What to work on: In the records below, count every line that includes the word "coverage". Provide the total alone.

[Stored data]

Start of Block

PR #169, opened 2019-06-11
Add missing User Management API endpoints

joshcanhelp:
### Changes

Adds all missing User endpoints:

- `Auth0::Api::V2::Users.get_roles`
- `Auth0::Api::V2::Users.remove_roles`
- `Auth0::Api::V2::Users.add_roles`
- `Auth0::Api::V2::Users.get_enrollments`
- `Auth0::Api::V2::Users.get_permissions`
- `Auth0::Api::V2::Users.remove_permissions`
- `Auth0::Api::V2::Users.add_permissions`
- `Auth0::Api::V2::Users.generate_recovery_code`
- `Auth0::Api::V2::Users.invalidate_browsers`

### Testing

Will add integration tests in another PR after Roles

* [x] This change adds unit test coverage
* [x] This change has been tested on the latest version of Ruby (2.6.0)

### Checklist

* [x] All existing and new tests complete without errors
* [x] Rubocop passes on all added/modified files
* [x] All active GitHub checks have passed

PR #174, opened 2019-06-27
Add Roles and Users endpoints integration tests

joshcanhelp:
### Changes

- Add integration tests (recorded with VCR) for new Roles and Users endpoints.
- Rename `unlink_users_account` to `unlink_user_account`, added alias and test
- Add `delete_with_body` method to send a body rather than params with a `DELETE` request

**Note for reviewers:**

- New VCR recordings were add in `spec/fixtures/vcr_cassettes/Auth0_Api_V2_Users/` and `spec/fixtures/vcr_cassettes/Auth0_Api_V2_Roles/`. Sensitive information (API token) is automatically filtered out. 
- The other YML recording files have either a changed format, changed date, or removed dummy API token (the one that was there is not valid but makes more sense for them all to have `API_TOKEN`). 
- In general, YML files can be ignored. Without those, review is ~360 changed lines total. 

### References

- User methods added in #169 (adjust naming in #173 and #175)
- Role methods added in #172 (adjust naming in #173)

### Testing

* [ ] This change adds unit test coverage (added in original PR)
* [x] This change has been tested on the latest version of Ruby (2.6.0)


lib/auth0/api/v2/users.rb
```diff
@@ -220,19 +221,19 @@ def remove_user_roles(user_id, roles)
           raise Auth0::MissingUserId, 'Must supply a valid user_id' if user_id.to_s.empty?
           validate_strings_array roles
           path = "#{users_path}/#{user_id}/roles"
-          delete(path, { roles: roles })
+          delete_with_body path, roles: roles
```
lbalmaceda: I see inconsistencies on the syntax when calling a function with parameters.

`delete(path, {param: value}` vs `delete path, param:value`. 

Should we add a linter as a precommit for this repo as well or is this change on purpose?

lib/auth0/mixins/httpproxy.rb
```diff
@@ -20,6 +20,8 @@ module HTTPProxy
                      call(:get, url(safe_path), timeout, get_headers)
                    elsif method == :delete
                      call(:delete, url(safe_path), timeout, add_headers({params: body}))
```
lbalmaceda: what is this `params:body` header for? I guess you meant to send a query instead?

joshcanhelp: Oddly, sending it as `params:` converts it to a query ... one of the many quirks of this HTTP library

lib/auth0/api/v2/users.rb
joshcanhelp: There is a linter that I run, `rubocop`, but it doesn't pick this up

PR #179, opened 2019-07-11
Add Management API Anomaly endpoints

makoto-matsumoto:
### Changes

Add endpoint for Anomaly API

### References

https://auth0.com/docs/api/management/v2#!/Anomaly/get_ips_by_id
https://auth0.com/docs/api/management/v2#!/Anomaly/delete_ips_by_id

### Testing

### Checklist


spec/integration/lib/auth0/api/v2/api_anomaly_spec.rb
```diff
@@ -0,0 +1,17 @@
+require 'spec_helper'
+describe Auth0::Api::V2::Anomaly do
+  let(:client) { Auth0Client.new(v2_creds) }
+  let(:ip) { '192.0.2.0' }
+
+  describe '.check_if_ip_is_blocked', vcr: true do
+    it 'should rerurn 200 response code' do
```
joshcanhelp:
```suggestion
    it 'should return 200 response code' do
```

lib/auth0/api/v2/anomaly.rb
```diff
@@ -0,0 +1,36 @@
+module Auth0
+  module Api
+    module V2
+      # Methods to use the anomaly endpoints
+      module Anomaly
+        # Use this route to determine if a given ip is currently blocked
```
joshcanhelp:
```suggestion
        # Use this route to determine if a given IP is currently blocked
```

spec/fixtures/vcr_cassettes/Auth0_Api_V2_Anomaly/_check_if_ip_is_blocked/should_rerurn_200_response_code.yml
```diff
@@ -0,0 +1,65 @@
...
+      Accept:
+      - "*/*"
+      Accept-Encoding:
+      - gzip, deflate
+      User-Agent:
+      - rest-client/2.0.2 (darwin18.6.0 x86_64) ruby/2.6.3p62
+      Content-Type:
+      - application/json
+      Auth0-Client:
+      - eyJuYW1lIjoicnVieS1hdXRoMCIsInZlcnNpb24iOiI0LjUuMCJ9
```
joshcanhelp: Your attention to detail is commendable!

I'll make a note to anonymize this in our existing cassettes. Nothing secret here but probably best not to have specific application data in here.

lib/auth0/api/v2/anomaly.rb
```diff
@@ -0,0 +1,36 @@
...
+        # by the failed login to multiple user accounts trigger.
+        # @see https://auth0.com/docs/api/management/v2#!/Anomaly/get_ips_by_id
+        # @param ip [string] The IP to check.
+        def check_if_ip_is_blocked(ip)
+          raise Auth0::InvalidParameter, 'Must specify an IP' if ip.to_s.empty?
```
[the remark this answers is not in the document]
makoto-matsumoto: I think that it is better to return the original response of Auth0 as much as possible.
If the format is incorrect, Auth0 will return:

```
RESPONSE CODE : 400
RESPONSE BODY
{
  "statusCode": 400,
  "error": "Bad Request",
  "message": "Path validation error: 'Object didn't pass validation for format ipv4: 9919191' on property id (The ip to check).",
  "errorCode": "invalid_uri"
}
```

spec/fixtures/vcr_cassettes/Auth0_Api_V2_Anomaly/_check_if_ip_is_blocked/should_rerurn_200_response_code.yml
makoto-matsumoto: Thank you for your advice!  
However, this value has been updated to the same value as the test already included in the master.
Ex:
[should_add_a_token_to_the_blacklist.yml:19](https://github.com/auth0/ruby-auth0/blob/master/spec/fixtures/vcr_cassettes/Auth0_Api_V2_Blacklists/_add_token_to_blacklist/should_add_a_token_to_the_blacklist.yml#L19)

You might want to include client id in filter_sensitive_data as well.

spec/spec_helper.rb
``` 
config.filter_sensitive_data('CLIENT_SECRET') { ENV['CLIENT_SECRET'] }
config.filter_sensitive_data('API_TOKEN') { ENV['MASTER_JWT'] }
```

joshcanhelp: I think that's probably the best way to deal with it. My main reason for commenting was that I appreciate you updating to the same value as the rest 👍

lib/auth0/api/v2/anomaly.rb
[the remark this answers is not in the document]
joshcanhelp: The main thing I was thinking here is that we could save an HTTP call if we can catch the error (like we do in other cases). I'll check with the team to see what they think.

PR #209, opened 2020-03-30
Pass client_id, audience at Auth0::Api::V2::ClientGrants#client_grants

hkdnet:
### Changes

I'd like to fetch a client grant by its client id. 
We can't call `Auth0::Api::V2::ClientGrants#client_grants` with `client_id` while `GET /api/v2/client-grants` accepts `client_id`.

### References

Public doc for `GET /api/v2/client-grants`
https://auth0.com/docs/api/management/v2#!/client_grants/get_client_grants

### Testing

    - I'm very happy with adding integration tests for this but I can't run `master`'s integration tests on my local.

### Checklist

    * No. But `master` also fails.

### DIFF
--- a/lib/auth0/api/v2/client_grants.rb
+++ b/lib/auth0/api/v2/client_grants.rb
@@ -7,11 +7,13 @@ module Auth0
 
         # Retrieves a list of all client grants.
         # @see https://auth0.com/docs/api/management/v2#!/client_grants/get_client_grants
+        # @param client_id [string] The client_id of the client grant to retrieve.
         # @param page [int] Page number to get, 0-based.
         # @param per_page [int] Results per page if also passing a page number.
         # @return [json] Returns the client grants.
-        def client_grants (page: nil, per_page: nil)
+        def client_grants (client_id: nil, page: nil, per_page: nil)
           request_params = {
+            client_id: client_id,
             page: page,
             per_page: per_page
           }
--- a/lib/auth0/api/v2/client_grants.rb
+++ b/lib/auth0/api/v2/client_grants.rb
@@ -8,12 +8,14 @@ module Auth0
         # Retrieves a list of all client grants.
         # @see https://auth0.com/docs/api/management/v2#!/client_grants/get_client_grants
         # @param client_id [string] The client_id of the client grant to retrieve.
+        # @param audience [string] The audience of the client grant to retrieve.
         # @param page [int] Page number to get, 0-based.
         # @param per_page [int] Results per page if also passing a page number.
         # @return [json] Returns the client grants.
-        def client_grants (client_id: nil, page: nil, per_page: nil)
+        def client_grants (client_id: nil, audience: nil, page: nil, per_page: nil)
           request_params = {
             client_id: client_id,
+            audience: audience,
             page: page,
             per_page: per_page
           }
--- a/spec/lib/auth0/api/v2/client_grants_spec.rb
+++ b/spec/lib/auth0/api/v2/client_grants_spec.rb
@@ -14,6 +14,7 @@ describe Auth0::Api::V2::ClientGrants do
       expect(@instance).to receive(:get).with(
         '/api/v2/client-grants',
         client_id: nil,
+        audience: nil,
         page: nil,
         per_page: nil
       )
@@ -24,6 +25,7 @@ describe Auth0::Api::V2::ClientGrants do
       expect(@instance).to receive(:get).with(
         '/api/v2/client-grants',
         client_id: nil,
+        audience: nil,
         page: 1,
         per_page: 2
       )
--- a/spec/lib/auth0/api/v2/client_grants_spec.rb
+++ b/spec/lib/auth0/api/v2/client_grants_spec.rb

End of Block

Your solution: 2